:: Extracted entries

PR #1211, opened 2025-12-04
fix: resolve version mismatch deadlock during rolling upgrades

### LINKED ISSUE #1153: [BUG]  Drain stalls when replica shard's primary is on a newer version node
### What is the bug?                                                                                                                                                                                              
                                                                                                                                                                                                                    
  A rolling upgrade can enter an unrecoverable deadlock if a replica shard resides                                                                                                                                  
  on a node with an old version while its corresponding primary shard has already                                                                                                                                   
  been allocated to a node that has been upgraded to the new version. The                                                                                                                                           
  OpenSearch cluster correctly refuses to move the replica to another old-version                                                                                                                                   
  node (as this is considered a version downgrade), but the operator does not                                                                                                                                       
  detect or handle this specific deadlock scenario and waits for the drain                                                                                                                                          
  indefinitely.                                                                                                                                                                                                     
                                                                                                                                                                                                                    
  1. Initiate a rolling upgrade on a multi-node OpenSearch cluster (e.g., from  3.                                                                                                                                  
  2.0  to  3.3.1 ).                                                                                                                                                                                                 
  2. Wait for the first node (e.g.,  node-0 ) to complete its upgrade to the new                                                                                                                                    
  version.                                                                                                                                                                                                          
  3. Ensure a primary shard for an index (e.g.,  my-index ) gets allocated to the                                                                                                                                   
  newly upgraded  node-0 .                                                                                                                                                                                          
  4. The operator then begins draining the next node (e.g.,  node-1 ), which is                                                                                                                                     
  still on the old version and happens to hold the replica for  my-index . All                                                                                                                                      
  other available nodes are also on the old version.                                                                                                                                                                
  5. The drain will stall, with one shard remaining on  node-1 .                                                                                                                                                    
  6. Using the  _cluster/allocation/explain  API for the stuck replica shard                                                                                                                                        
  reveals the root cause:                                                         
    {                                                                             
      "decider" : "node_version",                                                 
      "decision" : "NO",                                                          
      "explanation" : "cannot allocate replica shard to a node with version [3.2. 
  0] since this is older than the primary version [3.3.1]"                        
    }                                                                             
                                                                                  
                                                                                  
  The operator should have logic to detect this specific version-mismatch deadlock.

::::

What the task asks: Please return only the lines above, starting at the line that has "fix: resolve version" and ending at the line that has "node (as this", keeping both and leaving each one unchanged.

Worked solution:
fix: resolve version mismatch deadlock during rolling upgrades

### LINKED ISSUE #1153: [BUG]  Drain stalls when replica shard's primary is on a newer version node
### What is the bug?                                                                                                                                                                                              
                                                                                                                                                                                                                    
  A rolling upgrade can enter an unrecoverable deadlock if a replica shard resides                                                                                                                                  
  on a node with an old version while its corresponding primary shard has already                                                                                                                                   
  been allocated to a node that has been upgraded to the new version. The                                                                                                                                           
  OpenSearch cluster correctly refuses to move the replica to another old-version                                                                                                                                   
  node (as this is considered a version downgrade), but the operator does not                                                                                                                                       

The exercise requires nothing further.